Chiesa parrocchiale di San Martino di Tours dell’arch. Tamas Berecz (anno 2017).
Lorenzo
Descrizione del progetto: «Omaggio al modernismo socialista
Monumento a un’epoca
Un importante monumento architettonico risalente al passato non così remoto del socialismo ungherese si trova su una delle arterie più trafficate di Budapest. Il suo progettista, István Szabó, divenne un cultore di chiese dell’epoca alla fine della sua carriera architettonica ampiamente produttiva trascorsa al servizio della dittatura, quando era già pensionato e non chiedeva alcun compenso per il suo lavoro. La sua prima chiesa, che alla fine ha funzionato come punto di partenza per il compromesso concluso tra il Vaticano e il regime di Kádár, ha ricevuto la benedizione di Papa Paolo VI.
La chiesa parrocchiale di San Martino è stato l’ultimo progetto della sua opera.
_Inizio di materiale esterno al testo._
PR #1311, opened 2026-06-11
feat(data-marts): output controls for Databricks data marts (filters,…

zapolsky:
… slices, sort, limit)

Enable report-level output controls for the DATABRICKS storage — the last non-GBQ storage in the epic. Option B (same shape as Redshift/Snowflake): DatabricksClauseRenderer inlines every filter value as a SQL literal and always returns params: [], so there is no bound-param plumbing — the report reader (already option-B-ready), composeStatic (early- returns on empty params), and the adapter need no changes.

Per-dialect (Spark SQL): contains/startswith/endswith (never LIKE so %/_ stay literal), infix RLIKE (partial match), <> for neq, = TRUE/FALSE for bool, backslash-first literal escaping, and date_add/add_months/trunc for relative_date (half-open ranges, upper bounds on every preset). One robust backtick escaper for columns and FQNs; no quoteIdentifier override (Spark is case-insensitive). Defensive CAST(... AS DATE|TIMESTAMP|TIMESTAMP_NTZ).

Validator + web + extension type matrices gain INT and TIMESTAMP_NTZ (Databricks has no standalone TIME type). Capability + FE mirrors add DATABRICKS.

Verified: nest build, full backend unit suite, emission e2e (generated-sql + Looker cache path), web tsc + vitest, extension typecheck, and 31/31 LIVE integration (operator matrix
+ relative_date + escaping/regex/CAST probes + full HTTP Data API stack) against a real Databricks SQL warehouse. Live findings: Spark RLIKE is partial (no anchoring fix needed), CAST is defensive-only (Spark coerces bare literals), backslash round-trip confirmed.

### DIFF
--- a/apps/backend/test/integration/README.md
+++ b/apps/backend/test/integration/README.md
@@ -50,6 +50,17 @@ ATHENA_OUTPUT_BUCKET=my-athena-results-bucket
 # Athena database name (must already exist — create via: CREATE DATABASE name)
 ATHENA_DATABASE=my_test_database
 
+# === Databricks ===
+# Workspace host (with https://) of the SQL warehouse
+DATABRICKS_HOST=https://dbc-xxxxxxxx.cloud.databricks.com
+# SQL warehouse HTTP path (Warehouse → Connection details → HTTP path)
+DATABRICKS_HTTP_PATH=/sql/1.0/warehouses/abcdef1234567890
+# Personal access token (User Settings → Developer → Access tokens)
+DATABRICKS_TOKEN=dapi...
+# Catalog + schema that host the seed table (the token needs CREATE/DROP TABLE there)
+DATABRICKS_CATALOG=main
+DATABRICKS_SCHEMA=default
+
 # === Google Sheets ===
 # JSON string of a GCP service account key with Google Sheets API access
 # (Editor role on TEST_GOOGLE_SPREADSHEET_ID — sheet add/delete requires Editor).
@@ -79,6 +90,12 @@ TEST_GOOGLE_SPREADSHEET_ID=your_spreadsheet_id_here
 - `athena:StartQueryExecution`, `athena:GetQueryExecution`, `athena:GetQueryResults`
 - `s3:GetObject`, `s3:PutObject`, `s3:DeleteObject`, `s3:ListBucket` (on output bucket)
 - `glue:GetTable`, `glue:CreateTable`, `glue:DeleteTable`, `glue:GetDatabase` (on Glue catalog)
+
+**Databricks token:**
+
+- `CREATE TABLE` / `DROP TABLE` on `DATABRICKS_CATALOG`.`DATABRICKS_SCHEMA` (the suite
+  seeds and drops its own table)
+- `SELECT` on that schema; the SQL warehouse must be running (or auto-start enabled)
 
 ## CI Setup (GitHub Actions)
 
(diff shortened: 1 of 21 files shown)


zapolsky:

> ℹ️ This PR is authored by the review-bot identity, so no formal approval review is submitted (GitHub blocks self-approval). The notes below are informational.

High-quality PR that extends the existing, well-vetted Option-B output-controls pattern to Databricks/Spark SQL. **SQL injection was verified safe** — values use `formatDatabricksLiteral` (Spark-correct backslash-then-quote escaping, proven inert against breakout payloads), identifiers go through `escapeDatabricksIdentifier` (backtick-doubling per dotted part), numbers re-assert `Number.isFinite`, substring matchers use `contains`/`startswith`/`endswith` + `RLIKE` (not `LIKE`), and the `params: []` invariant is guarded at multiple layers. No controllers touched (so `@Auth` N/A), no facade impl added. Only minor notes:

- `apps/backend/src/data-marts/data-storage-types/databricks/services/databricks-query.builder.ts:800` — The SQL-definition fallback returns `(${cleanQuery})` with no derived-table alias, whereas the Redshift sibling returns `(${cleanQuery}) AS subq`. Spark tolerates unaliased derived tables (asserted + claimed live-verified), so not a bug, but aligning to the sibling keeps the dialect builders uniform.
- `apps/backend/src/data-marts/data-storage-types/databricks/services/databricks-query.builder.spec.ts:651` — The bare-SQL-wrap-with-output-controls fallback (SQL definition, no `mainTableReference`) isn't unit-tested under output controls; the live suite uses TABLE definitions only. Low risk under Spark's leniency, but the branch most likely to differ from siblings is the least exercised — consider a unit assertion on the wrapped form.
- `apps/backend/src/data-marts/data-storage-types/databricks/services/databricks-clause-renderer.ts:475` — `text()` calls `formatDatabricksLiteral(String(v))` directly, duplicating logic the `lit`/`litCast` path already has. It's correct (text operators are validator-restricted to string columns) and mirrors the Redshift renderer — minor readability nit only.

apps/backend/test/integration/README.md
```diff
@@ -50,6 +50,17 @@ ATHENA_OUTPUT_BUCKET=my-athena-results-bucket
 # Athena database name (must already exist — create via: CREATE DATABASE name)
 ATHENA_DATABASE=my_test_database
 
+# === Databricks ===
+# Workspace host (with https://) of the SQL warehouse
+DATABRICKS_HOST=https://dbc-xxxxxxxx.cloud.databricks.com
```
max-voloshyn: 🟡 Non-blocking: This example should use the hostname only, not a full `https://` URL. The app stores `config.host` directly and passes it to `DBSQLClient.connect({ host })`, and the existing Databricks UI/docs use hostname-only examples. If CI secrets are created from this README, the Databricks jobs can be misconfigured. Please update this example and the matching `DATABRICKS_HOST` comment in `databricks.integration.ts`.

🤖 Reviewed by Codex (GPT-5.5)

max-voloshyn (approved):

apps/backend/test/integration/README.md
zapolsky: Fixed in 66aac045c — DATABRICKS_HOST is now hostname-only (no https://) in the README example + comment, in the databricks.integration.ts env doc, and in the emission e2e config, matching how config.host is passed straight to DBSQLClient.connect({ host }). Thanks for the catch!

zapolsky:
Addressed the non-blocking notes in 66aac045c:
- SQL-definition fallback now aliases the derived table as `(...) AS subq`, matching the Redshift builder (both the columns-only and the output-controls paths).
- Added a unit assertion for the SQL-def + output-controls path with no `mainTableReference` (`FROM (SELECT 1) AS subq` plus the inlined WHERE), so the branch that differs from the table-def path is now covered.
- Left `text()` as-is: it mirrors the Redshift renderer and text operators are validator-restricted to string columns, so the `String(v)` coercion is intentional — parity/readability only.

PR #1534, opened 2026-08-14
feat(data-marts): measure Data Last Updated Date for Databricks storage

laskevych:
## What

Data Last Updated Date is now measured for Databricks Data Marts, on every surface where it already works for BigQuery, Redshift, and Athena: the Data Mart page tile, the Data Marts list, the canvas (badge + Actions sweep), MCP `query_data_mart` responses, and run history. No changes outside the storage layer — the new resolver registers into the existing `SourceDataLastUpdatedResolver` family and everything above it picks Databricks up automatically. This is the last storage of the family: all five storage types now have resolvers.

## How

- **Source discovery** — `EXPLAIN EXTENDED` over the composed SQL (the adapter's existing dry-run path). The analyzer expands views down to base-table relations; a tolerant parser collects `Relation` and `(Photon)(File)Scan` nodes from the textual plan, strips backticks, and normalises the legacy `spark_catalog` prefix. An unrecognised plan shape degrades to `unavailable` with the raw plan logged.
- **Per-table times** — `DESCRIBE HISTORY` on each Delta table: the newest commit whose operation is on an explicit whitelist of data-changing operations (WRITE, INSERT, UPDATE, DELETE, MERGE, TRUNCATE, RESTORE, COPY INTO, STREAMING UPDATE, CTAS/RTAS, CLONE). History entries document both the commit time and the operation name, so maintenance commits (OPTIMIZE, VACUUM, FSCK) never masquerade as data changes, and an operation the resolver does not recognise simply does not count — the answer can only err older, never newer, which is the direction the `partial` contract ("at least as recent as") requires. The two tempting shortcuts were rejected on documentation grounds: `DESCRIBE DETAIL`'s `lastModified` says nothing about whether maintenance moves it, and Unity Catalog's `information_schema.tables.last_altered` moves on DDL.
- History is read per table with a bounded LIMIT (100 commits) and rendered to ISO-8601 UTC in SQL (`to_utc_timestamp` against the session's own timezone), so the driver hands over deterministic strings regardless of warehouse configuration. History retention (`logRetentionDuration`, 30 days by default) bounds what can be answered: older data changes, non-Delta and external tables, and permission gaps all degrade to unknown sources with notes and partial coverage. Per-table conclusions are cached across a batch, and the adapter's session is closed when the batch ends.

## Tests

- 14 resolver specs mirroring the sibling suites: complete/MAX across tables, escaped identifier + bounded LIMIT in the history query, maintenance commits skipped in favour of the older write, maintenance-only history as unknown, non-Delta failure isolation next to a healthy table, unrecognised timestamp noted distinctly, empty plan, per-item failure isolation, batch-level caching, session closed on success and on failure, abort before and between items, non-Databricks config.
- 6 specs for the Spark-plan parser (Relation nodes, Photon/FileScan nodes, dedup, backticks + `spark_catalog` normalisation, unrelated plan text, empty output).
- All 12 Databricks suites pass (118 tests); ESLint, Prettier, and `tsc` clean against the baseline.

Docs updated (`data-last-updated.md`, `mcp.md`): Databricks is exact for Delta tables within the table's history retention; maintenance operations do not count; non-Delta and external tables show Unknown.


apps/backend/src/data-marts/data-storage-types/databricks/services/databricks-source-data-last-updated.resolver.ts
```diff
@@ -0,0 +1,274 @@
...
+
+  /**
+   * The timestamp is rendered to ISO-8601 UTC in SQL — `to_utc_timestamp` with the session's
+   * own timezone makes the string deterministic regardless of warehouse configuration.
+   */
+  private buildHistoryQuery(table: string): string {
+    const escaped = escapeFullyQualifiedIdentifier(table.split('.'));
+    return (
+      `SELECT date_format(to_utc_timestamp(timestamp, current_timezone()), ` +
+      `"yyyy-MM-dd'T'HH:mm:ss.SSS'Z'") AS COMMITTED_AT, operation AS OPERATION ` +
```
prokopetsv: 🔴 Blocker: This query discards `operationMetrics`, while `measureTable` treats every `STREAMING UPDATE` as a data change. Databricks [documents empty streaming commits](https://docs.databricks.com/aws/en/structured-streaming/delta-lake#use-delta-lake-tables-as-a-sink), including every `AvailableNow` run; they do not change table data, so this can report a falsely fresh timestamp. Select the metrics and skip commits with no row/file changes (or return unknown), then add an empty-commit regression test.

apps/backend/src/data-marts/data-storage-types/databricks/services/databricks-source-data-last-updated.resolver.ts
```diff
@@ -0,0 +1,274 @@
...
+      // Typically a non-Delta or external table (history only exists for Delta), a dropped
+      // table, or a permission gap. All are per-table conditions; the item stays alive.
+      this.logger.warn(`Failed to read table history for ${table}: ${errorText(error)}`);
+      return {
+        entry: { table, dataLastUpdatedAt: null, note: 'could not read table history' },
+        failed: true,
+      };
+    }
+
+    for (const row of rows) {
```
prokopetsv, line 240: 🟡 Non-Blocker — this loop takes the *first* data-changing row, per the comment "History is newest-first, so the first match IS the latest data change." That holds for `DESCRIBE HISTORY` itself, but the query wraps it in `SELECT ... FROM (DESCRIBE HISTORY t LIMIT 100)`, and Spark guarantees no row order without an `ORDER BY` — the outer projection may return rows in any order.

Impact: `dataLastUpdatedAt` can silently be an older commit from the window and flicker between refreshes, while coverage still says `complete` and the docs promise Databricks "answers exactly". It stays a lower bound, so the contract holds — but the value stops being deterministic.

Fix: `ORDER BY timestamp DESC LIMIT 1` in the outer query, or take the max over all matching rows client-side instead of the first.

apps/backend/src/data-marts/data-storage-types/databricks/services/databricks-source-data-last-updated.resolver.ts
```diff
@@ -0,0 +1,274 @@
...
+export class DatabricksSourceDataLastUpdatedResolver implements SourceDataLastUpdatedResolver {
+  readonly type: DataStorageType = DataStorageType.DATABRICKS;
+  private readonly logger = new Logger(DatabricksSourceDataLastUpdatedResolver.name);
+
+  /**
+   * How deep into a table's history to look for a data-changing commit. Aggressively
+   * maintained tables interleave OPTIMIZE/VACUUM commits with writes; a window of 100 covers
+   * that comfortably while keeping the read bounded for streaming tables with huge histories.
+   */
+  private static readonly HISTORY_READ_LIMIT = 100;
```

Fu costruito nel 1985 nello stile che gli storici dell’architettura dell’Europa centrale ora chiamano modernismo socialista. Durante i trent’anni dalla sua costruzione, i dintorni della chiesa subirono radicali trasformazioni definite da tre fattori principali: (i) scomparve il quartiere un tempo abitato dalla classe operaia socialista, mentre le fabbriche e gli impianti industriali furono sostituiti da generici, tardivi edifici per uffici postmoderni; (ii) l’edificio stesso si è deteriorato a causa dell’usura e le sue soluzioni tecnologiche sono diventate obsolete in parte come conseguenza della pratica economizzatrice imposta all’industria dall’economia della scarsità e in parte a causa del morale del lavoro generalmente povero che dominava il settore edile del tempo; (iii) ultimo ma non meno importante, anche il ruolo alterato della Chiesa cattolica ha avuto un ruolo. Dopo i cambiamenti del 1989, la persecuzione religiosa che aveva prevalso in Ungheria durante il socialismo fu seguita da una restaurazione sociale e politica. Insieme, queste ragioni alla fine hanno portato alla decisione presa nel 2014 sulla ricostruzione della chiesa parrocchiale.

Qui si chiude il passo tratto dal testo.